Il tentativo fallito del ricorso al Tar – Avverso il decreto interministeriale 24 gennaio 2014, il Consiglio nazionale degli architetti aveva presentato ricorso al Tar del Lazio, il quale, tuttavia, aveva stabilito che il provvedimento sembra rispettare i limiti contenutistici ed i criteri direttivi fissati dalla fonte legislativa e, per questo, era stata respinta l’istanza cautelare richiesta dagli architetti (Ordinanza 30 aprile 2014 n. 1932).

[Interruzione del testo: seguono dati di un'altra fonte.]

PR #3288, opened 2022-02-21
DREIMP-7988: Use properties list in Cassandra status writer

siadat:
This PR uses the new status "properties" (a list of key-values), as provided by the Cassandra Operator, to print Cassandra status. Here's an example of a properties list:
```python
  "properties": [
    {
      "verbosity": 0,
      "name": "IP",
      "value": "10.93.210.204",
      "type": "string",
    },
    {
      "verbosity": 0,
      "name": "Available",
      "value": True,
      "type": "bool",
    },
  ],
```

Which would be equivalent to this existing (to be deprecated) structure:
```python
  {
    "ip": "10.93.210.204",
    "available": True,
  }
```

While the old mechanism looks shorter, it is less flexible, and the information that it is neglecting is hard coded in Paastas status code (eg "ip" is displayed as "IP" and "startTime" can be parsed as a time value). Furthermore, adding, removing and modifying a new property requires coordination between the producer (operator) and the consumer (paasta). The new properties list will shrink the radius of change necessary whenever we want to add/remove/modify a property.

## Backward compatibility
This PR is backward compatible. It ensures that it uses the old status mechanism (a dict with predefined keys) when the new properties list is not available. We haven't removed the tests for the old mechanism. The old mechanism and its tests are marked as deprecated and can later be deleted once the new properties list is available for all clusters (DREIMP-7953).

### DIFF
--- a/paasta_tools/cli/cmds/status.py
+++ b/paasta_tools/cli/cmds/status.py
@@ -1789,137 +1789,197 @@ def print_cassandra_status(
 
     output.append(indent * tab + "Nodes:")
     indent += 1
-    now = datetime.now(timezone.utc)
-    table_ok_nodes = []
-    table_err_nodes = []
+    all_rows: List[CassandraNodeStatusRow] = []
 
     for node in nodes:
-        ip = node.get("ip")
-        err = node.get("error")
-        start_age = "None"
-        if node.get("startTime"):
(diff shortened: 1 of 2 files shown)


siadat:
@atallahade @ymuzammil Please review

atallahade (approved):

PR #3289, opened 2022-02-24
[COREML-2697] spark-run defaults to kubernetes

gcollura:
Well this was a bit embarassing..

_I can't believe I missed that line.._


nemacysts (approved):
so did all of us that reviewed the initial PR :p

PR #3290, opened 2022-03-01
PAASTA-17560: Update brutal deployment handling to background delete …

jfongatyelp:
…deployments and always force delete pods

With 'brutal' paasta deployments, we attempt to fully delete the k8s deployment and related pods, then recreate.

We used to delete the deployment w/ foreground deletion of dependent objects, wait 60s, and if the deployment still existed, we assumed this was due to pods still needing to be deleted.  After force-deleting pods, we assumed we were successful and continued with creation.  However, this is dependent on the garbage collector actually kicking in to clean up, which can lead to problems when GC doesn't occur fast enough.

This changes the behavior to delete the deployment w/ background cascading deletion which has the same effect (allowing garbage collection to delete dependent objects) but causes the deployment resource to be deleted immediately (https://v1-19.docs.kubernetes.io/docs/concepts/workloads/controllers/garbage-collection/#background-cascading-deletion), then forcibly delete pods ourselves.  This also adds a check to confirm the deployment is deleted prior to attempting to recreate it, to minimize the number of failed creations.

I'm not entirely sure how dangerous this change could be. the 1.19 changelog doesn't indicate any major changes in garbage collection or deletion propagation policies, so this change should work on both versions, and our version of the clientlib does support the `Background` propagation policy: https://github.com/kubernetes-client/python/blob/v18.20.0/kubernetes/docs/V1DeleteOptions.md

### DIFF
--- a/paasta_tools/kubernetes/application/controller_wrappers.py
+++ b/paasta_tools/kubernetes/application/controller_wrappers.py
@@ -244,10 +244,10 @@ class DeploymentWrapper(Application):
                 )
             except ApiException as e:
                 if e.status == 404:
-                    # Deployment does not exist, nothing to delete but
-                    # we can consider this a success.
+                    # Pod(s) may have been deleted by GC before we got to it
+                    # We can consider this a success
                     self.logging.debug(
-                        "not deleting nonexistent deploy/{} from namespace/{}".format(
+                        "pods already deleted for {} from namespace/{}. Continuing.".format(
                             self.kube_deployment.service, self.item.metadata.namespace
                         )
                     )
--- a/paasta_tools/kubernetes/application/controller_wrappers.py
+++ b/paasta_tools/kubernetes/application/controller_wrappers.py
@@ -2,6 +2,7 @@ import logging
 import threading
 from abc import ABC
 from abc import abstractmethod
+from time import sleep
 from typing import Optional
 from typing import Union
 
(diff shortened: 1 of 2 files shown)


paasta_tools/kubernetes/application/controller_wrappers.py
```diff
@@ -216,37 +217,31 @@ def create(self, kube_client: KubeClient) -> None:
...
-                if e.status == 404:
-                    # Deployment does not exist, nothing to delete but
-                    # we can consider this a success.
-                    self.logging.debug(
-                        "not deleting nonexistent deploy/{} from namespace/{}".format(
-                            self.kube_deployment.service, self.item.metadata.namespace
-                        )
+        # When deleting then immediately creating, we need to use Background deletion to ensure we can create the deployment immediately
+        self.deep_delete(kube_client, propagation_policy="Background")
+        # Also forcibly delete remaining pods
```
kawaiwanyelp, line 222: nit: We are losing the 60s wait on GC pod deletion, but that's okay since this fn is only called for brutal bounces. I would add a comment here, but not that impt.

paasta_tools/kubernetes/application/controller_wrappers.py
```diff
@@ -216,37 +217,31 @@ def create(self, kube_client: KubeClient) -> None:
...
+                self.kube_deployment.instance,
+                self.item.metadata.namespace,
+                kube_client,
+            )
+        except ApiException as e:
+            if e.status == 404:
+                # Deployment does not exist, nothing to delete but
+                # we can consider this a success.
+                self.logging.debug(
+                    "not deleting nonexistent deploy/{} from namespace/{}".format(
```
kawaiwanyelp, line 236: This log line needs to change since the exception now only means that we failed to delete all pods, not that deployment deletion did not happen fast enough. That case is now in the check that you added below.

paasta_tools/kubernetes/application/controller_wrappers.py
```diff
@@ -216,37 +217,31 @@ def create(self, kube_client: KubeClient) -> None:
         self.sync_horizontal_pod_autoscaler(kube_client)
 
     def deep_delete_and_create(self, kube_client: KubeClient) -> None:
```
kawaiwanyelp, line 219: Are there any tests that need updating?

kawaiwanyelp (changes requested):
I think this change is fine since it more closely follows the brutal bounce contract, but it might be worth digging around for k8s GC/controller logs to see what the hold up is for these background deletions. Any kind of resource deletion, even background, should be fast enough. 

I don't think the change is scary enough to warrant needing to test on stage, since this function is only called for brutal, and there are only a small number of instances that we have manual steps to remedy.

paasta_tools/kubernetes/application/controller_wrappers.py
jfongatyelp: Hm, this is a good point; we may have some services that use brutal but still need to have a <60s grace period. I originally thought this was strictly to let GC do its job, rather than allowing for graceful pod deletions.

However we've seen the problem is that GC may not kick in immediately after attempting the deployment deletion anyway -- should we instead try to delete pods, wait 60s, then force delete pods to be more explicit?

paasta_tools/kubernetes/application/controller_wrappers.py
jfongatyelp: I don't really understand this log line to begin with (or the comment in `force_delete_pods` indicating we needed to have deleted the deployment before hand) -- we are catching a 404 when attempting to delete pods by paasta.yelp.com/service and paasta.yelp.com/instance labels, rather than relating to the deployment object, so this would only throw a 404 if the pods were deleted.

However the effect is basically the same -- the pods probably got deleted before we got to this part, so we can consider it a success. I'll update to reflect this.

jfongatyelp: Oh, well...now we see why I didn't see API requests for deleting pods when setting up these brutal deployments; we're invoking force_delete_pods incorrectly here, sending the deployment name as the service name. I will fix this bug as well.

paasta_tools/kubernetes/application/controller_wrappers.py
jfongatyelp: Existing tests were unaffected, but I've added another to make sure we check this new logic

nemacysts (approved):

PR #3663, opened 2023-07-28
COMPINFRA-2938: Support security-check in parallel steps

jfongatyelp:
Since we added `parallel` step support to `deploy.yaml`, `paasta check` has been complaining about pipelines that run the `security-check` in parallel with anything else (which is actually what we provide as a default nowadays!).

This updates `paasta check` to now also look at parallel steps to verify we have a security-check step, along with a test to verify.

### DIFF
--- a/paasta_tools/cli/cmds/check.py
+++ b/paasta_tools/cli/cmds/check.py
@@ -77,7 +77,13 @@ def deploy_check(service_path):
 
 def deploy_has_security_check(service, soa_dir):
     pipeline = get_pipeline_config(service=service, soa_dir=soa_dir)
-    steps = [step["step"] for step in pipeline]
+    steps = [step["step"] for step in pipeline if not step.get("parallel")]
+    steps += [
+        substep["step"]
+        for step in pipeline
+        if step.get("parallel")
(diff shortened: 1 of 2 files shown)


paasta_tools/cli/cmds/check.py
```diff
@@ -77,7 +77,14 @@ def deploy_check(service_path):
...
     pipeline = get_pipeline_config(service=service, soa_dir=soa_dir)
-    steps = [step["step"] for step in pipeline]
+    steps = [step["step"] for step in pipeline if not step.get("parallel")]
+    steps += [
+        substep["step"]
+        for step in pipeline
+        if step.get("parallel")
+        for substep in step.get("parallel")
+    ]
+    print(steps)
```
nemacysts, line 87:
```suggestion
```

nemacysts (approved):

paasta_tools/cli/cmds/check.py
jfongatyelp: Oops hadn't pushed latest, thanks!

KaspariK (approved):

nemacysts (approved):

PR #3664, opened 2023-07-31
Don't hard-code legacy yelpcorp PyPI registry, remove pip-custom-platform

chriskuehl:
Internal ticket: CORESERV-12777

The general idea is to (1) remove pip-custom-platform, (2) stop hard-coding the PyPI registry URL in places where it's possible, and (3) hard-code the platformed registry at least if we have to.

We set the registry URL globally in `/etc/pip.conf` on Yelp hosts and inside Yelp's Docker images, so we should be able to get away with not specifying it in most locations. This also allows us to take advantage of the platform-specific registries which no longer need pip-custom-platform. Unfortunately it is not so easy to rely on this for many of the Docker images so I had to hard-code the platform-specific registry.

Same idea as https://github.com/Yelp/Tron/pull/921.

Passed locally on a yelpcorp host:

* [x] make test
* [x] make itest
* [ ] make k8s_itests
* [x] make itest_jammy

### DIFF
--- a/yelp_package/dockerfiles/xenial/Dockerfile
+++ b/yelp_package/dockerfiles/xenial/Dockerfile
@@ -15,7 +15,7 @@
 ARG DOCKER_REGISTRY=docker-dev.yelpcorp.com/
 FROM ${DOCKER_REGISTRY}xenial_pkgbuild
 
-ARG PIP_INDEX_URL=https://pypi.yelpcorp.com/simple
+ARG PIP_INDEX_URL=https://pypi.yelpcorp.com/xenial/simple
 ENV PIP_INDEX_URL=$PIP_INDEX_URL
 
 RUN echo "deb http://repos.mesosphere.com/ubuntu xenial main" > /etc/apt/sources.list.d/mesosphere.list && \
--- a/.github/workflows/ci.yml
+++ b/.github/workflows/ci.yml
@@ -20,7 +20,6 @@ jobs:
           - py37-linux,docs,mypy,tests
           - general_itests
     env:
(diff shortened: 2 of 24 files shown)


yelp_package/dockerfiles/xenial/Dockerfile
```diff
@@ -15,7 +15,7 @@
 ARG DOCKER_REGISTRY=docker-dev.yelpcorp.com/
 FROM ${DOCKER_REGISTRY}xenial_pkgbuild
 
-ARG PIP_INDEX_URL=https://pypi.yelpcorp.com/simple
+ARG PIP_INDEX_URL=https://pypi.yelpcorp.com/xenial/simple
```
danielpops, line 18: are these still needed (here and elsewhere)?

danielpops (approved):

yelp_package/dockerfiles/xenial/Dockerfile
danielpops: Re-read the description and I see, this is needed and intentionally here (though I'm not 100% clear why)

chriskuehl: I think it may not be needed on this one since it uses our internal pkgbuild image, but for most of these it is still needed due to using the public Ubuntu base images. (Even though they all pull from our registry, they're pulling mirrored Ubuntu images as opposed to our internal modified Ubuntu images.)

In the near future (hopefully this quarter) we should be able to consolidate on the main root registry again (and without requiring pip-custom-platform) so we can do a followup round later to clean all of these up even more.

PR #3667, opened 2023-08-01
Add Filtering Options for Kubernetes Pod Selection

athy125:
The parse_k8s_api_performance_options() function can include new command-line arguments, namely --pod-status and --container-name, which allow users to filter pods by their status (e.g., Running, Pending, Succeeded, etc.) and by the name of their containers, respectively.

The get_pods_from_namespace_selector() function will be updated to support these filtering options. It constructs the appropriate field selectors to filter pods based on the provided criteria. The field selectors then can be used in the Kubernetes API request to retrieve pods matching the specified label selector and the additional filter criteria.


mattmb:

PR #3669, opened 2023-08-08
Adding shared sectret k8s namespaces

cuza:


EvanKrall (approved):

paasta_tools/utils.py
```diff
@@ -147,6 +147,10 @@
     "nrtsearchservice": "paasta-nrtsearchservices",
 }
 
+SHARED_SECRETS_K8S_NAMESPACES = {
+    "paasta-spark",
+}
+
```
jfongatyelp, line 153: We likely also need the cassandra namespace (See COMPINFRA-2934)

Circolare interpretativa del Cnf – Anche il Consiglio nazionale forense, con la circolare 10-C del 20 maggio 2014, aveva evidenziato che la disposizione in parola introduce un onere, piuttosto che un obbligo giuridico, e il suo campo di applicazione è necessariamente limitato ai casi nei quali sono i clienti a richiedere all’avvocato di potersi liberare dall’obbligazione pecuniaria a proprio carico per il tramite di carta di debito. Ipotesi che, considerate le prassi in uso nei fori, per molti professionisti potrebbe anche non verificarsi mai. In ogni caso, qualora il cliente dovesse effettivamente richiedere di effettuare il pagamento tramite carta di debito, e l’avvocato ne fosse sprovvisto, si determinerebbe semplicemente la fattispecie della mora del creditore, che, come noto, non libera il debitore dall’obbligazione. Nessuna sanzione è infatti prevista in caso di rifiuto di accettare il pagamento tramite carta di debito.

Onere ma non obbligo di accettare i pagamenti elettronici – Il Ministero, con la risposta all’interrogazione parlamentare, ha ricordato che in Italia è largamente diffuso l’utilizzo del denaro contante per effettuare pagamenti, laddove invece negli altri paesi europei risulta molto più utilizzata la cosiddetta “moneta elettronica”, ovvero l’impiego di strumenti di pagamento costituiti da carte di debito e di credito, come confermato anche dalla Banca d’Italia. Ciò posto, il Ministero ha confermato che, in effetti, come sostenuto dal Cnf, la norma in oggetto sembrerebbe introdurre un onere piuttosto che un obbligo, in quanto, come osservato nella predetta circolare degli avvocati, il legislatore non ha previsto alcuna sanzione a carico dei professionisti che non dovessero predisporre la necessaria strumentazione a garanzia dei pagamenti effettuabili con moneta elettronica.